My mouth opened, but no sound came. As if I’d forgotten how to speak. As if no moan or scream could ever be enough to express the way he made me feel. Lethe’s kisses reached the spot where my skin vanished beneath the sleeve of my robe, and he hesitated. Then I felt him begin to loosen the ties which secured the white fabric around my body. A moment later, my robe tumbled to the ground like a fallen cloud.
The heat of sunlight on my bare skin made me bold. I caught Lethe’s face in my hands and brought his lips mine. His mouth was soft and pliant, easily yielding to my tongue’s hunger, and I plunged deep into him, devouring his taste. Trying to lick up every last drop.

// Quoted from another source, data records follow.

PR #1988, opened 2020-05-18
Use nullptr when appropriate

er-vin:


src/gui/wizard/webview.cpp
```diff
@@ -144,7 +144,7 @@ WebViewPageUrlSchemeHandler::WebViewPageUrlSchemeHandler(QObject *parent)
 void WebViewPageUrlSchemeHandler::requestStarted(QWebEngineUrlRequestJob *request) {
     QUrl url = request->requestUrl();
 
-    QString path = url.path(0).mid(1); // get undecoded path
+    QString path = url.path(nullptr).mid(1); // get undecoded path
```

Apparently encouraged by my passion, Lethe pressed his body close to mine. The sensation of uninterrupted skin and muscle almost overwhelmed me, but even then, his fate came between us. The glass vial, still dangling from the leather cord around Lethe’s throat, dug into my breastbone, hard and unwelcome as a stone in my shoe. But it would have been unthinkable to ask him to take it off. At birth, each Bride of Aeolus was gifted with a similar vial. It contained the poison they would eventually drink, and they wore it all their lives, to show the world that they embraced their fate. To suggest that Lethe remove the vial, even for a moment, would be the highest heresy.
And yet... And yet, there was a part of me that wanted to rip it from his throat and hurl it back at the sky.

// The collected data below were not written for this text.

PR #1991, opened 2020-05-18
Improve sanitizer support

sbeyer:
This PR adds support for more sanitizers than only `AddressSanitizer`
in the CMake configuration.


sbeyer:
Wow, I did not know [that CMake 3.5 does not have the `list(JOIN ...)` command](https://cmake.org/cmake/help/v3.5/command/list.html). Will fix.

misch7:
🍒 Cherry-picked to stable-2.6

PR #2000, opened 2020-05-20
Don't use int literals for bools

er-vin:


misch7:
🍒 Cherry-picked to stable-2.6

PR #2001, opened 2020-05-20
Use default member initialization

sbeyer:
This PR introduces default member initialization, a C++
feature available since C++11, in a few locations to
replace the explicit definition of a default constructor.

### DIFF
--- a/src/common/syncjournaldb.h
+++ b/src/common/syncjournaldb.h
@@ -86,33 +86,19 @@ public:
 
     struct DownloadInfo
     {
-        DownloadInfo()
-            : _errorCount(0)
-            , _valid(false)
-        {
-        }
         QString _tmpfile;
         QByteArray _etag;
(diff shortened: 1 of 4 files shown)


sbeyer:
I have seen there were some modernization PRs like using `auto`. I count this PR into the same category. Default member initialization is a good way to get rid of duplication-like code where the default constructor definition only consists of a member initialization list.

Unluckily, C++14 does still not allow default member initialization for bit fields. This would allow to apply this patch to some more structs.

jancborchardt:
Btw @sbeyer we have a Talk conversation for the desktop team where we also invite contributors – would you like to be added with a guest account? :)

sbeyer:
> Btw @sbeyer we have a Talk conversation for the desktop team where we also invite contributors – would you like to be added with a guest account? :)

Yes. (See the private mail I just wrote to you.)

PR #2006, opened 2020-05-23
Improve URL input field in Wizard

sbeyer:


sbeyer:
This is only a change in the look.

The old look:
old

The new look:
new

sbeyer:
Oh, that was quick.

jancborchardt:
Hmm, having only `https://…` there was intentional to keep the technical language to a bare minimum. Am a bit worried that saying "host:port" will confuse more than clarify – but we can see. :)

sbeyer:
> Hmm, having only `https://…` there was intentional to keep the technical language to a bare minimum.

My hands slid down Lethe’s sides, tugging him closer, lifting him up into my kisses. I could feel his arousal growing, and soon it was too much for either of us to remain standing. Still groping at each other, reluctant to be separated for even a moment, we sunk into the waiting grass.

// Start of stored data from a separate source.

PR #2024, opened 2020-05-26
Use raw string literals when appropriate

er-vin:
This is especially nice for Windows paths.


misch7:
> This is especially nice for Windows paths.

Absolutely 👍 

And makes copy & paste and RegEx less error-prone too, cheap in exchange to a tricky review :-)

Let's see how the Transifex `tx` tool deals with the translation strings, at least we have enough time for translators to adapt till the next release.

misch7:
The backport bot had conflicts with:

`src/libsync/clientsideencryptionjobs.cpp`

So I'm rather going to cherry-pick it and examine the situation once Transifex ran over it.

I could feel Lethe’s body beneath mine, trembling in anticipation. I could feel his heart, pounding in his chest like a wild bird beating its wings against the bars of a bone cage. And the thought of his body grown still, the thought of his heart grown silent -- it struck me with fresh pain. Angry at things I couldn’t change, I pinned Lethe’s arms over his head and kissed him with fresh aggression. If his life had to end so soon, I could at least fill his last hours with a lifetime’s worth of pleasure.
Eventually, however, the necessity of applying the oil Lethe had brought forced a pause in our passion. Propping himself up on his elbows, Lethe looked at me with an earnest expression. “Rasmus? Do you think I’m worthy of a god?”
Strands of gold hair trickled down the sides of his face, and light shone through the vial’s colored glass, casting scarlet shadows across his lithe body. He looked like a gilded rose. “Yes,” I whispered, as he spread his legs apart. “Any god would be lucky to have you.”
For a moment, Lethe grinned. Then I entered him, and his lips puckered into a delicate “O” shape as he moaned his pleasure. Slowly, I pushed myself deeper, and Lethe’s hips bucked against my hands. His moan turned to a sharp cry of delight, and his head fell backward, spreading his hair across the grass like a golden veil. Oh. Oh. A cry tore from my own throat, but physical ecstasy wasn’t what called it forth. I was caught between joy and despair -- the joy of witnessing unimaginable beauty, and the despair of knowing that it would soon be beyond my reach.
Sweat glistened on Lethe’s lips like dew. His tongue kept trying to dart out to lick the moisture away, but every time he started to make any progress, I thrust myself deeper into his ass, and his tongue tumbled back inside mouth, consumed by another gasp of pleasure. And all the time, his chest rose and fell with increasing force, battered by the storm of sensations building within him. Perhaps hoping to keep himself from being swept away, Lethe snatched at handfuls of grass. But he only succeeded in ripping them up by the roots. And as he lost himself in the wild disorientation of ecstasy, Lethe began to pray.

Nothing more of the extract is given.